--- START ---

PR #887, opened 2024-01-26
Remove hash generation to native big integer to reduce dependencies.

ArneBab:
In the Guix build Hash.java was a blocker that had to be circumvented, because the i2p tools are not packaged.

Since the two methods providing NativeBigInteger are unused, this PR removes them completely.

### DIFF
--- a/src/freenet/crypt/Hash.java
+++ b/src/freenet/crypt/Hash.java
@@ -6,7 +6,6 @@ package freenet.crypt;
 import java.nio.ByteBuffer;
 import java.security.MessageDigest;
 
-import net.i2p.util.NativeBigInteger;
 import freenet.support.HexUtil;
 
 /**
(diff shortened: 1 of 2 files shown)


Bombe:
Well, _technically_, this is public API but a grep over my `~/Workspace` doesn’t get any hit outside of this file and its test.

Wait. There’s a test that you didn’t change and that now doesn’t compile, shouldn’t we have checks for that already or is that still WIP?

ArneBab:
This was only merged in 1495; I’m pretty sure no one is using it yet.

But the test should not be broken; I missed that (need to add a gradle run to the workflows).

ArneBab:
@Bombe is this OK to merge?

Bombe (approved):

ArneBab:
Thank you for your review! Merged.

PR #890, opened 2024-01-29
Convert tabs to spaces

Juiceman:
Start of a larger project to bring entire code-base to consistent standard.
Countless hours are lost in order to avoid bit-rot with old PRs; while a noble concept, it just furthers the technical debt of this already old code-base.
IMHO, tabs to spaces should be easiest to reconcile in case of conflict.
Start with some small files as proof of concept.

### DIFF
--- a/src/freenet/tools/AddRef.java
+++ b/src/freenet/tools/AddRef.java
@@ -20,108 +20,108 @@ import freenet.support.io.LineReadingInputStream;
 
 public class AddRef {
 
-	/**
-	 * Connects to a FCP server and adds a reference
-	 * @param args
-	 */
-	public static void main(String[] args) {
-		if(args.length < 1){
-			System.err.println("Please provide a file name as the first argument.");
-			System.exit(-1);
-		}
+    /**
+     * Connects to a FCP server and adds a reference
+     * @param args
+     */
+    public static void main(String[] args) {
+        if(args.length < 1){
+            System.err.println("Please provide a file name as the first argument.");
+            System.exit(-1);
+        }
 
-		final File reference = new File(args[0]);
-		if((reference == null) || !(reference.isFile()) || !(reference.canRead())){
-			System.err.println("Please provide a file name as the first argument.");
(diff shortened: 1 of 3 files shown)


Bombe:
Your proposed standard is in conflict with both our `CONTRIBUTING.md` and my personal taste. How dare you! 🤣 

However, `CONTRIBUTING.md` is also already in conflict with my personal taste. I do like using the amount of space per indentation level (4) but I also do like using a tab size of 4 and then using tabs. I of course consider this vastly superior to anything else but the good thing about this is that if somebody thinks 2, 3, 5, or 8 are good values for indentation levels, they can configure their editor in this way and everybody is happy. Using spaces for indentation robs you of the possibility to have more people happy.

I’m not sure _this_ is the place to have this discussion but I feel that we _need_ this discussion to happen somewhere.

ArneBab:
While the discussion can have merit, there is an important catch: if you do this, you have to also do it in all pending pull requests to avoid getting more merge conflicts. That may mean replacing pull-requests with your own versions when you don’t have access to the repository they were filed from.

Do you have the persistence to see this to the end? If yes, then a discussion can have merit.

ArneBab:
> I noticed the links for the mailing list and IRC are 404. Do we have a place for this discussion? :)

Where are the links 404? ⇒ I’ll need to fix them :-)

These should work: https://www.hyphanet.org/pages/help.html#mailing-lists

Juiceman:
The 404 links inside the "code review" paragraph (about 1/3 down contributing.md)
image

ArneBab:
> The 404 links inside the "code review" paragraph (about 1/3 down contributing.md) image

Thank you! Are you up for a review? ☺

https://github.com/hyphanet/fred/pull/893

ArneBab:
There is an essential question to which I did not see an answer:

> If you do this, you have to also do it in all pending pull requests. … Do you have the persistence to see this to the end? If yes, then a discussion can have merit.

PR #891, opened 2024-01-29
Increase max transparent passthrough to 200MiB for links in m3u-lists.

ArneBab:
At 10 cached files that would be at most 2GiB memory usage in the browser in the extreme case (see m3u-player.js), staying below the 2GiB in Chrome per tab, so it should still work well on most systems.


Juiceman (approved):
I see no errors in the changes.

ArneBab:
@Juiceman thank you for your review!

PR #892, opened 2024-01-30
Only link indexes via the index of indexes (required by law now!)

ArneBab:
With the decision by OLG Köln from 2023-11
https://www.heise.de/news/Oberlandesgericht-Cloudflare-haftet-als-Taeter-fuer-Urheberrechtsverletzungen-9355760.html caching services must stop access quickly when they get a report.

Therefore linking directly to an index becomes too risky: we’ll have link them only via the Index of Indexes so we can remove the link to the index quickly if an index fails to react to a report in time.


ArneBab:
Thank you! Merged.

PR #893, opened 2024-01-31
Fix links to mailing lists and IRC in CONTRIBUTING.md — thanks to Juiceman

ArneBab:


Juiceman (approved):
lgtm

CONTRIBUTING.md
```diff
@@ -37,8 +36,8 @@ producing software that is readable, correct, and sufficiently efficient.
 Breaking API creates an immense amount of work for developers of other projects,
 so it is *not* something to be done lightly. If you feel you must make a change
 that breaks API and cannot maintain backwards compatibility, please first raise
-the issue with the community - the [mailing list](https://emu.freenetproject.org/cgi-bin/mailman/listinfo/devl)
-and [IRC](https://freenetproject.org/irc.html) are good places to contact us.
+the issue with the community - the [mailing list](https://www.hyphanet.org/pages/help.html#mailing-lists)
+and [IRC](https://www.hyphanet.org/pages/help.html#chat-with-us) are good places to contact us.
```
Bombe, line 40: Hmm, while we’re at it, maybe we should actually point people to `#hyphanet` instead of `#freenet`?

ArneBab: I’m not sure about that. Don’t want to splinter places where people discuss without having a need.

ArneBab:
Merged — I think when it’s not required to prevent immediate damage, we should ask people in the community whether they want to switch channels and make the links mirror that.

PR #894, opened 2024-01-31
Remove time-dependence of compressor selection

ArneBab:
Max time for single compressor makes the insert compression CPU dependent, so it should not have been used in the first place.


Bombe:
You’ve missed the occurrences in the translation files. 🙂

ArneBab:
> You’ve missed the occurrences in the translation files. 🙂

ah, damn, I somehow always think I should not remove these, because they may be needed again — even if they won’t ever be needed again.

Thank you!

Bombe:
> > You’ve missed the occurrences in the translation files. 🙂
> 
> ah, damn, I somehow always think I should not remove these, because they may be needed again — even if they won’t ever be needed again.

Even _if_ they will be needed again, they’re still retrievable from Git. 🙂

ArneBab:
> > > You’ve missed the occurrences in the translation files. 🙂
> > ah, damn, I somehow always think I should not remove these, because they may be needed again — even if they won’t ever be needed again.
> Even _if_ they will be needed again, they’re still retrievable from Git. 🙂

yes, but … yes, they are :-)

Juiceman:
Are we sure a time limit is not a good idea? What is to keep the compression thread running for hours in order to discover it compressed a file 1% ?

ArneBab:
Yes: making compression time-dependent effectively makes them CPU dependent, so someone with another computer than you may not be able to re-create the same key as you (without exactly defining the compression settings).

Compression already only checks a fraction of the size to test whether compression will be worth the effort. We could require a higher improvement for slow compressors (that may actually help with LZMA), but this may need a new compatibility mode.

Juiceman:
If they are trying to recreate the same key you would think they would specify it.
That being said, 8Mib is not much data to try. I doubt anyone actually hit the timeout.
I see there is no sanity check on the size of 'amountOfDataToCheckCompressionRatio'. I will submit a patch limiting it to less than 100MiB

Juiceman:
See PR #910

ArneBab:
@Bombe is this OK to merge now?

Bombe (approved):
Some options throw an `InvalidConfigValueException` but other simply ignore the new value… do we have a guideline or something for when to use what method of not accepting the new value?

Other than that, looks good.

ArneBab:
I don’t think we have a guideline — that would be a step towards more consistent code.

ArneBab:
Thank you for your reviews! Merged.

PR #895, opened 2024-02-01
Adds the git attributes file to enforce consistent line endings. 

alvonellos:
I added the git attributes as follows: 

* text=lf (treat all text files as lf)
*.java text (treat all java files as text)
*.m3u text (treat all m3u as text)
*.gitattributes as lf also. 

How does this look @ArneBab, @Bombe

### DIFF
--- a/.gitattributes
+++ b/.gitattributes
@@ -1,0 +1,6 @@
+#Set default line endings to be in accodance with project specs.
+* text=lf
+*.java text
+*.m3u text
+*.gitattributes text=lf
+


ArneBab:
Does this fix the tests for you on windows?

alvonellos:
Not all of them. I'm looking into why for the others. But shouldn't we have a good gitattributes file?

Bombe:
> Not all of them. I'm looking into why for the others. But shouldn't we have a good gitattributes file?

IMHO, no. Ideally we wouldn’t need a `.gitattributes` file at all. We should have a `.gitattributes` file for cases where we absolutely need it but we should be using the defaults of whatever we are using (unless there are reasons not to). I’m pretty sure that e.g. `.java` files are already recognized as text so having extra configuration seems superfluous to me.

alvonellos:
It prevents inconsistent behavior because of line ending issues. See this warning that appears in my IDE after adding the .gitattributes file: 

image

The other problem is related to a path or permissions issue on my system and has no bearing on this commit. I think this works much better now. @Bombe 

I think we should set a readme info also and specify that the project line endings must be \n because of reasons. What do you think?

Bombe:
> It prevents inconsistent behavior because of line ending issues. See this warning that appears in my IDE after adding the .gitattributes file:
> 
> image

That looks like your IDE is configured to report these things, when they have no actual effect on what you’re doing. The IDE can use both line endings, the Java compiler can do both line endings; having your IDE complain about that is a problem that should be fixed in your IDE.

Also, it looks like you’re on Windows (because Git seems to have automatically checked out text files using your platform’s default line separator), and yet you’re not using the Windows default line separators for the project. Again, that’s an issue with the project’s configuration.

PR #633, opened 2019-08-22
fix: security update

jsam:
Github did security scan on our repo and found a security problem in werkzeug package. This PR updates the package to suggested version.


jirikuncar:
@jsam you might want to run `pipenv update` too.

jsam:
Oh hey @jirikuncar, thanks! Completely forgot about that workflow. Usually we update that lock file on release.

--- END ---

→ **WHAT THE TASK ASKS**: Some lines in the data above hold the string "needed". Find and copy each of them.

→ **EXERCISE OUTPUT**:
ah, damn, I somehow always think I should not remove these, because they may be needed again — even if they won’t ever be needed again.
> ah, damn, I somehow always think I should not remove these, because they may be needed again — even if they won’t ever be needed again.
Even _if_ they will be needed again, they’re still retrievable from Git. 🙂
> > ah, damn, I somehow always think I should not remove these, because they may be needed again — even if they won’t ever be needed again.
> Even _if_ they will be needed again, they’re still retrievable from Git. 🙂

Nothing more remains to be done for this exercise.